NS: No. I started that with the Baroque Cycle. Cryptonomicon was the last thing I wrote with a word processor. What I was noticing was that I’ve become such a fast typist that I could slam out great big blocks of text quite rapidly — anything that came into my head, it would just dribble out of my fingers onto the screen. That includes bad stuff as well as good stuff. Once it’s out there on the screen, of course, you can edit it and you can fix the bad stuff, but it’s far better not to ever write down the bad stuff at all. With the fountain pen, which is a slower output device, the material stays in the buffer of your head for a longer period. So during that amount of time, you can fix it, you can make it better, you can even decide not to write it down at all — you can think better of writing it.

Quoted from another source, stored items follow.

Issue #6774, opened 2024-07-24
Native histogram configuration support in {Pod,Service}Monitor


faustuzas:
### Component(s)

ServiceMonitor, PodMonitor

### What is missing? Please describe.

Prometheus has recently introduced a new feature called "native histograms" (detailed documentation available [here](https://docs.google.com/document/d/1ch6ru8GKg03N02jRjYriurt-CZqUVY09evPg6yKTA1s/edit#heading=h.fxf1i4tcd03i)). This feature includes several configuration options in both the static file-based target scrape config and global configuration.

Given that the native histogram public API appears to have reached a stable state with no anticipated significant changes, it seems appropriate to incorporate support for these configurations into {Pod,Service}Monitor. This addition would enable dynamic Kubernetes-based applications to configure and utilize native histograms effectively.

—

I propose adding the following configuration options to {Pod,Service}Monitor, corresponding to those described in the [Prometheus docs](https://prometheus.io/docs/prometheus/latest/configuration/configuration/) and other relevant sources:

1. enableNativeHistograms (bool, Optional, default: false)
   - Corresponds to the `native-histogram` feature flag of the Prometheus server. It changes Prometheus to prefer Protobuf exposition format when scraping targets and starts ingesting native histograms if any are found.
   - Rationale: Per-target control is beneficial due to potential "le" label formatting discrepancies between TEXT and Protobuf exposition formats ("3" vs "3.0"), which could impact queries. (For more details, refer to the [Prometheus feature flags docs](https://prometheus.io/docs/prometheus/latest/feature_flags/#native-histograms) under "Note about the format of le and quantile label values".)
   - Enabling this feature globally in a large, diverse system may have unintended consequences and reduce adoption rates.

2. scrapeClassicHistograms (bool, Optional, default: false)
   - Controls whether to scrape a classic histogram that is also exposed as a native histogram.

3. nativeHistogramBucketLimit (int, Optional, default: 0)
   - Limits the total number of positive and negative buckets allowed in a single native histogram.
   - If exceeded, the entire scrape will be treated as failed.
   - A value of 0 indicates no limit.

4. convertClassicHistograms (bool, Optional, default: false)
   - Controls the conversion of classic histograms to Native Histogram Custom Buckets (NHCB).
   - Note: While this option is not yet present in mainline Prometheus, it is described in this [Prometheus issue](https://github.com/prometheus/prometheus/issues/13532) and is expected to be added soon.

—

[...]

PR #6796, opened 2024-08-02
feat: support add native histogram config

dongjiang1989:
## Description

Close: #6774 
support add native histogram config

## Type of change

## Verification

## Changelog entry

```release-note
support add native histogram config
```


simonpasquier (commented):
should we create a custom type and embed it in each struct (probe, podmonitor and servicemonitor)?

dongjiang1989:
> should we create a custom type and embed it in each struct (probe, podmonitor and servicemonitor)?

Thanks @simonpasquier . Got it. I'll fix it.

dongjiang1989:
@simonpasquier @slashpai  PTAL, thanks

pkg/apis/monitoring/v1/types.go
```diff
@@ -880,3 +880,27 @@ const (
...
+	//
+	// +optional
+	NativeHistogramBucketLimit *uint64 `json:"nativeHistogramBucketLimit,omitempty"`
+
+	// If the growth factor of one bucket to the next is smaller than this,
+	// buckets will be merged to increase the factor sufficiently.
+	// It requires Prometheus >= v2.50.0.
+	//
+	// +optional
+	NativeHistogramMinBucketFactor *float64 `json:"nativeHistogramMinBucketFactor,omitempty"`
```
simonpasquier, line 905: float fields are strongly discouraged because they can't be round-tripped (e.g. the returned value might be different from the value set by the client which could break reconcilers). The recommendation is to use `resource.Quantity` instead.

pkg/apis/monitoring/v1/podmonitor_types.go
```diff
@@ -123,6 +123,11 @@ type PodMonitorSpec struct {
 	//
 	// +optional
 	LabelValueLengthLimit *uint64 `json:"labelValueLengthLimit,omitempty"`
+
+	// Optional NativeHistogramConfig.
+	// +optional
+	NativeHistogramConfig `json:",inline"`
```
simonpasquier, line 129: the field being inlined, I think that the comment isn't used by the doc/API generation. Same for all the other types.
```suggestion
	NativeHistogramConfig `json:",inline"`
```

pkg/apis/monitoring/v1/types.go
dongjiang1989: Thanks @simonpasquier .
Change `*float64 -> *resource.Quantity` done.

dongjiang1989:
@simonpasquier Please re-check it, thanks.

simonpasquier (approved):
Thanks!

How many bad or boring blog posts would have been avoided if we all had to blog with fountain pens? Actually, no, don’t answer that… 🙂
Next up is Richard (K) Morgan, who provides what must be the longest article io9 have ever run, interview or otherwise. If you’ve read any of his fiction, you’ll probably be aware of the fact that Morgan has strong opinions regarding politics and governance and human nature, and there’s plenty of that sort of thing in between the more fiction-focussed material:
One of the great things about American culture is that it’s a great borrower. America sees something it likes and says, “Oh yeah, we’ll have that. How much money do you want to reproduce that for us?” Leone came in with what is a very Catholic vision of the American West. And was able to sell that template. In that sense the Western never looked back. And you see a similar second wave of revisionism with Unforgiven in 1992, and the same thing. What’s been taken apart is Leone’s mythology of these lightning fast guys with guns that can produce a Colt and shoot the pits off of an apple. And of course Unforgiven comes along and says no, no. There’s something very cleansing about that, about taking something that’s been mythologized and saying, “Let’s give this a wipedown and see what’s really underneath.” Part of the brief I gave myself [with The Steel Remains] was, let’s see if we can’t do a Sergio Leone on the Tolkien landscape.
Anyone in the Futurismic audience read Anathem yet, by the way? Or The Steel Remains? Both are still buried deep in my to-be-read pile, but they’re rising steadily…
[The Stephenson interview deserves a hat-tip to Big Dumb Object; in the interests of complete transparency I will point out that Richard Morgan is one of my clients.]